:: Work instruction ::
An exact, complete copy of the data that follows is needed.
───── Data under study ─────
PR #8621, opened 2017-01-16
Added permission for token creation

OliviaYtterbrink:
Added check after we know that a token needs to be created.
Default role needed to create tokens is `Architect`, can change `dbms.security.allow_publisher_create_token` to allow `Publisher` as well.

changelog: [security] Added new permission level for handling creation of tokens

* Default role given this permission is `Architect` and `Admin`
* setting `dbms.security.allow_publisher_create_token` to true will give this permission to `Publisher` as well


community/kernel/src/main/java/org/neo4j/kernel/api/security/AccessMode.java
```diff
@@ -173,6 +197,46 @@ public boolean allowsWrites()
...
+                        return true;
+                    }
+
+                    @Override
+                    public boolean allowsTokenCreates()
+                    {
+                        return true;
+                    }
+
+                    @Override
```
chrisvest: A note on style: I prefer to pass values through the constructor to fields of the enums, over the proliferation of overridden abstract methods. It makes the class shorter, since the getters only have to be implemented once.

community/kernel/src/main/java/org/neo4j/kernel/api/proc/Mode.java
```diff
@@ -29,6 +29,8 @@
     READ_ONLY,
     /** This procedure may perform both read and write operations against the graph */
     READ_WRITE,
+    /** This procedure may perform both read and write operations against the graph and create new tokens */
+    TOKEN,
```
chrisvest: I find it strange that the ability to create tokens goes beyond write. At first glance, I thought this was about allowing read-only transactions to also create tokens, but apparently not? Can you explain why TOKEN is a super-set of READ_WRITE?

community/kernel/src/main/java/org/neo4j/kernel/builtinprocs/TokenProcedures.java
```diff
@@ -0,0 +1,60 @@
...
+            throws IllegalTokenNameException    {
+        tx.acquireStatement().tokenWriteOperations().relationshipTypeGetOrCreateForName( newRelationshipType );
+    }
+
+    @Description( "Create a Property" )
+    @Procedure( name = "db.createProperty", mode = TOKEN )
+    public void createProperty( @Name( "newProperty" ) String newProperty ) throws IllegalTokenNameException
+    {
+        tx.acquireStatement().tokenWriteOperations().propertyKeyGetOrCreateForName( newProperty );
+    }
```
chrisvest, line 58: We need this so a DBA can prepare the schema items in advance (for people with READ and READ_WRITE modes, presumably) without adding any data to the database?

community/kernel/src/main/java/org/neo4j/kernel/impl/api/OperationsFacade.java
```diff
@@ -135,6 +135,7 @@ final KeyReadOperations tokenRead()
 
     final KeyWriteOperations tokenWrite()
     {
+        statement.assertAllows( AccessMode::allowsTokenCreates, "Token create" );
         return operations.keyWriteOperations();
```
chrisvest, line 139: This `"Token create"` shouldn't really be hard-coded like this, should it?

community/kernel/src/main/java/org/neo4j/kernel/impl/proc/Procedures.java
```diff
@@ -217,4 +218,14 @@ public void start() throws Throwable
         // And register built-in procedures
         builtin.accept( this );
     }
+
+    public void setAllowWriteTokenCreate( boolean allowWriteTokenCreate )
```
chrisvest: Could this (field, parameter, methods...) be called `allowCreateToken` or `tokenCreatePermitted` instead? The current name is a bit of a mouthful.

community/kernel/src/main/java/org/neo4j/procedure/Mode.java
```diff
@@ -25,5 +25,6 @@
     WRITE,
     SCHEMA,
     DBMS,
-    DEFAULT
+    DEFAULT,
+    TOKEN
```
chrisvest: This is the second enum called `Mode`, third if we include `AccessMode`. Could these be collapsed?

community/kernel/src/main/java/org/neo4j/kernel/impl/proc/ReflectiveProcedureCompiler.java
```diff
@@ -242,6 +242,8 @@ private Mode mode( org.neo4j.procedure.Mode incoming )
             return Mode.DBMS;
         case SCHEMA:
             return Mode.SCHEMA_WRITE;
+        case TOKEN:
+            return Mode.TOKEN;
         case WRITE:
             return Mode.READ_WRITE;
         default:
```
chrisvest: This mapping smells.

community/kernel/src/main/java/org/neo4j/kernel/impl/api/OperationsFacade.java
```diff
@@ -1524,16 +1541,40 @@ public void unregisterExecutingQuery( ExecutingQuery executingQuery )
...
+        return callProcedure( name, input, new RestrictedAccessMode( tx.securityContext().mode(), write ) );
     }
 
     @Override
     public RawIterator<Object[],ProcedureException> procedureCallWriteOverride( QualifiedName name, Object[] input )
             throws ProcedureException
     {
+        AccessMode write =
+                procedures.isAllowWriteTokenCreate() ? AccessMode.Static.TOKEN_WRITE : AccessMode.Static.WRITE;
+        return callProcedure( name, input, new OverriddenAccessMode( tx.securityContext().mode(), write ) );
```
chrisvest: Could `isAllowWriteTokenCreate()` directly return the `AccessMode` we need here? As a "baseline access mode"?

community/kernel/src/main/java/org/neo4j/kernel/impl/proc/Procedures.java
chrisvest: Also, `Procedures` is exposed through `DepedencyResolver` in `DataSourceModule`, so user provided procedures could potentially change this setting.

enterprise/security/src/main/java/org/neo4j/server/security/enterprise/auth/EnterpriseSecurityModule.java
```diff
@@ -91,6 +91,9 @@ public void setup( Dependencies dependencies ) throws KernelException
             );
         life.add( securityLog );
 
+        Boolean allowTokenCreate = config.get( SecuritySettings.allow_publisher_create_token );
```
chrisvest: I'd prefer to see a lower-case `boolean` here, to make it clear that we really don't expect to see a `null` pop out of this setting. Also, it makes auto-unboxing only happen once.

enterprise/security/src/main/java/org/neo4j/server/security/enterprise/auth/PredefinedRolesBuilder.java
```diff
@@ -28,14 +28,15 @@
...
 import static org.neo4j.server.security.enterprise.auth.plugin.api.PredefinedRoles.*;
 
 public class PredefinedRolesBuilder implements RolesBuilder
 {
     public static final Map<String,SimpleRole> roles = staticBuildRoles();
 
-    public static Map<String,SimpleRole> staticBuildRoles()
+    private static Map<String,SimpleRole> staticBuildRoles()
     {
         Map<String, SimpleRole> roles = new LinkedHashMap<>( 4 );
```
chrisvest: Why `LinkedHashMap`? Why does this method put a _mutable_ map in a `public static final` field of a `public` class? I would recommend wrapping the returned map in `Collections.unmodifiableMap`, and have the inner map be a `ConcurrentHashMap` because `setAllowPublisherTokenCreate` can modify it at runtime.

Also, how does this being a static resource interact when multiple databases, with different configurations, are started up in the same Java process?

enterprise/security/src/main/java/org/neo4j/server/security/enterprise/auth/PredefinedRolesBuilder.java
```diff
@@ -46,6 +47,7 @@
         SimpleRole architect = new SimpleRole( ARCHITECT );
         architect.add( new WildcardPermission( "schema:*" ) );
         architect.add( new WildcardPermission( "data:*" ) );
+        architect.add( new WildcardPermission( "token:*" ) );
```
chrisvest: These tokens could be constants. Would slightly speed up the Set operations inside `SimpleRole` when things are added and deleted.

chrisvest (changes requested):
I have done my first review round. It may be that I'm not terribly familiar with the security code, but I have a number of questions. And one or two things I think need more work.

chrisvest (approved):

community/kernel/src/main/java/org/neo4j/kernel/impl/proc/Procedures.java
```diff
@@ -217,4 +219,25 @@ public void start() throws Throwable
         // And register built-in procedures
         builtin.accept( this );
     }
+
+    private boolean changed = false;
+
+    public void writerCreateToken( boolean allow )
+    {
+        if ( !changed )
```
craigtaverner, line 227: This seems to be protecting against people abusing the dependency resolver to enable token writes from within procedures. However, that assumes access to GraphDatabaseAPI which already allows them to bypass security entirely, so we are perhaps protecting unnecessarily. Better to remove access to GraphDatabaseAPI. Although that can be part of another PR.

craigtaverner (approved):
─────
:: Worked solution ::
PR #8621, opened 2017-01-16
Added permission for token creation

OliviaYtterbrink:
Added check after we know that a token needs to be created.
Default role needed to create tokens is `Architect`, can change `dbms.security.allow_publisher_create_token` to allow `Publisher` as well.

changelog: [security] Added new permission level for handling creation of tokens

* Default role given this permission is `Architect` and `Admin`
* setting `dbms.security.allow_publisher_create_token` to true will give this permission to `Publisher` as well


community/kernel/src/main/java/org/neo4j/kernel/api/security/AccessMode.java
```diff
@@ -173,6 +197,46 @@ public boolean allowsWrites()
...
+                        return true;
+                    }
+
+                    @Override
+                    public boolean allowsTokenCreates()
+                    {
+                        return true;
+                    }
+
+                    @Override
```
chrisvest: A note on style: I prefer to pass values through the constructor to fields of the enums, over the proliferation of overridden abstract methods. It makes the class shorter, since the getters only have to be implemented once.

community/kernel/src/main/java/org/neo4j/kernel/api/proc/Mode.java
```diff
@@ -29,6 +29,8 @@
     READ_ONLY,
     /** This procedure may perform both read and write operations against the graph */
     READ_WRITE,
+    /** This procedure may perform both read and write operations against the graph and create new tokens */
+    TOKEN,
```
chrisvest: I find it strange that the ability to create tokens goes beyond write. At first glance, I thought this was about allowing read-only transactions to also create tokens, but apparently not? Can you explain why TOKEN is a super-set of READ_WRITE?

community/kernel/src/main/java/org/neo4j/kernel/builtinprocs/TokenProcedures.java
```diff
@@ -0,0 +1,60 @@
...
+            throws IllegalTokenNameException    {
+        tx.acquireStatement().tokenWriteOperations().relationshipTypeGetOrCreateForName( newRelationshipType );
+    }
+
+    @Description( "Create a Property" )
+    @Procedure( name = "db.createProperty", mode = TOKEN )
+    public void createProperty( @Name( "newProperty" ) String newProperty ) throws IllegalTokenNameException
+    {
+        tx.acquireStatement().tokenWriteOperations().propertyKeyGetOrCreateForName( newProperty );
+    }
```
chrisvest, line 58: We need this so a DBA can prepare the schema items in advance (for people with READ and READ_WRITE modes, presumably) without adding any data to the database?

community/kernel/src/main/java/org/neo4j/kernel/impl/api/OperationsFacade.java
```diff
@@ -135,6 +135,7 @@ final KeyReadOperations tokenRead()
 
     final KeyWriteOperations tokenWrite()
     {
+        statement.assertAllows( AccessMode::allowsTokenCreates, "Token create" );
         return operations.keyWriteOperations();
```
chrisvest, line 139: This `"Token create"` shouldn't really be hard-coded like this, should it?

community/kernel/src/main/java/org/neo4j/kernel/impl/proc/Procedures.java
```diff
@@ -217,4 +218,14 @@ public void start() throws Throwable
         // And register built-in procedures
         builtin.accept( this );
     }
+
+    public void setAllowWriteTokenCreate( boolean allowWriteTokenCreate )
```
chrisvest: Could this (field, parameter, methods...) be called `allowCreateToken` or `tokenCreatePermitted` instead? The current name is a bit of a mouthful.

community/kernel/src/main/java/org/neo4j/procedure/Mode.java
```diff
@@ -25,5 +25,6 @@
     WRITE,
     SCHEMA,
     DBMS,
-    DEFAULT
+    DEFAULT,
+    TOKEN
```
chrisvest: This is the second enum called `Mode`, third if we include `AccessMode`. Could these be collapsed?

community/kernel/src/main/java/org/neo4j/kernel/impl/proc/ReflectiveProcedureCompiler.java
```diff
@@ -242,6 +242,8 @@ private Mode mode( org.neo4j.procedure.Mode incoming )
             return Mode.DBMS;
         case SCHEMA:
             return Mode.SCHEMA_WRITE;
+        case TOKEN:
+            return Mode.TOKEN;
         case WRITE:
             return Mode.READ_WRITE;
         default:
```
chrisvest: This mapping smells.

community/kernel/src/main/java/org/neo4j/kernel/impl/api/OperationsFacade.java
```diff
@@ -1524,16 +1541,40 @@ public void unregisterExecutingQuery( ExecutingQuery executingQuery )
...
+        return callProcedure( name, input, new RestrictedAccessMode( tx.securityContext().mode(), write ) );
     }
 
     @Override
     public RawIterator<Object[],ProcedureException> procedureCallWriteOverride( QualifiedName name, Object[] input )
             throws ProcedureException
     {
+        AccessMode write =
+                procedures.isAllowWriteTokenCreate() ? AccessMode.Static.TOKEN_WRITE : AccessMode.Static.WRITE;
+        return callProcedure( name, input, new OverriddenAccessMode( tx.securityContext().mode(), write ) );
```
chrisvest: Could `isAllowWriteTokenCreate()` directly return the `AccessMode` we need here? As a "baseline access mode"?

community/kernel/src/main/java/org/neo4j/kernel/impl/proc/Procedures.java
chrisvest: Also, `Procedures` is exposed through `DepedencyResolver` in `DataSourceModule`, so user provided procedures could potentially change this setting.

enterprise/security/src/main/java/org/neo4j/server/security/enterprise/auth/EnterpriseSecurityModule.java
```diff
@@ -91,6 +91,9 @@ public void setup( Dependencies dependencies ) throws KernelException
             );
         life.add( securityLog );
 
+        Boolean allowTokenCreate = config.get( SecuritySettings.allow_publisher_create_token );
```
chrisvest: I'd prefer to see a lower-case `boolean` here, to make it clear that we really don't expect to see a `null` pop out of this setting. Also, it makes auto-unboxing only happen once.

enterprise/security/src/main/java/org/neo4j/server/security/enterprise/auth/PredefinedRolesBuilder.java
```diff
@@ -28,14 +28,15 @@
...
 import static org.neo4j.server.security.enterprise.auth.plugin.api.PredefinedRoles.*;
 
 public class PredefinedRolesBuilder implements RolesBuilder
 {
     public static final Map<String,SimpleRole> roles = staticBuildRoles();
 
-    public static Map<String,SimpleRole> staticBuildRoles()
+    private static Map<String,SimpleRole> staticBuildRoles()
     {
         Map<String, SimpleRole> roles = new LinkedHashMap<>( 4 );
```
chrisvest: Why `LinkedHashMap`? Why does this method put a _mutable_ map in a `public static final` field of a `public` class? I would recommend wrapping the returned map in `Collections.unmodifiableMap`, and have the inner map be a `ConcurrentHashMap` because `setAllowPublisherTokenCreate` can modify it at runtime.

Also, how does this being a static resource interact when multiple databases, with different configurations, are started up in the same Java process?

enterprise/security/src/main/java/org/neo4j/server/security/enterprise/auth/PredefinedRolesBuilder.java
```diff
@@ -46,6 +47,7 @@
         SimpleRole architect = new SimpleRole( ARCHITECT );
         architect.add( new WildcardPermission( "schema:*" ) );
         architect.add( new WildcardPermission( "data:*" ) );
+        architect.add( new WildcardPermission( "token:*" ) );
```
chrisvest: These tokens could be constants. Would slightly speed up the Set operations inside `SimpleRole` when things are added and deleted.

chrisvest (changes requested):
I have done my first review round. It may be that I'm not terribly familiar with the security code, but I have a number of questions. And one or two things I think need more work.

chrisvest (approved):

community/kernel/src/main/java/org/neo4j/kernel/impl/proc/Procedures.java
```diff
@@ -217,4 +219,25 @@ public void start() throws Throwable
         // And register built-in procedures
         builtin.accept( this );
     }
+
+    private boolean changed = false;
+
+    public void writerCreateToken( boolean allow )
+    {
+        if ( !changed )
```
craigtaverner, line 227: This seems to be protecting against people abusing the dependency resolver to enable token writes from within procedures. However, that assumes access to GraphDatabaseAPI which already allows them to bypass security entirely, so we are perhaps protecting unnecessarily. Better to remove access to GraphDatabaseAPI. Although that can be part of another PR.

craigtaverner (approved):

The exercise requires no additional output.